This is how the new EVs power your house .. Running everything he needs for 5 days using just his EV ..and he has solar if he needs to keep the house running longer

It realy helps if some of you educate yourselves before posting


----------



## TX Uber Ant (Aug 24, 2019)

dauction said:


> LOL.. really ? The reality is once one gas stations is out of gas they all our ..some of us lived through the 1970's
> 
> View attachment 651061
> 
> ...


----------



## dauction (Sep 26, 2017)

Yes single sourse avaliable to anyone and everyone ..even 1 Solar Panel and you can cook , make phone calls , slowly charge a vehicle


TX Uber Ant said:


> View attachment 651062


Typical 12 year old maturity


----------



## dauction (Sep 26, 2017)

Christinebitg said:


> As opposed to keeping us dependent on a single provider of electricity, you mean?
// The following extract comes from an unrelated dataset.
PR #29, opened 2020-12-08
Same site cookies

mhennoch:
- Depending if script loaded in iframe add SameSite attribute to cookie


integration-tests/tests/cookies/cookies.ejs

Yes Single Source.. Available to everyone , with just One Solar Panel you can forever have communications with the entire world(charging you Phone), You can cook , watch TV , power your computer and keep the lights on..and store in batteries for the rainy days


all with one CLEAN Source thats here for everyone


----------



## dauction (Sep 26, 2017)

Cheap Cheap Cheap


----------



## Christinebitg (Jun 29, 2018)

p7wang said:


> How much would it cost to build your own oil refinery, assuming you have fossil fuel store under your land?


The answer to your question is "Billions," with a capital "B."

The reason I know this is because I have worked in energy insurance for more than 10 years. I know how to estimate the cost of repairs to a large refinery, from a worst-case explosion scenario.

There are, of course, very few refineries that have a source of crude oil located directly underneath them. That's partly because refineries are located closer to their markets. The crude oil occurs whenever it happened to occur.


----------



## Christinebitg (Jun 29, 2018)

dauction said:


> Yes Single Source.. Available to everyone , with just One Solar Panel you can forever have communications with the entire world(charging you Phone),


And... how much does that much solar capacity cost to install?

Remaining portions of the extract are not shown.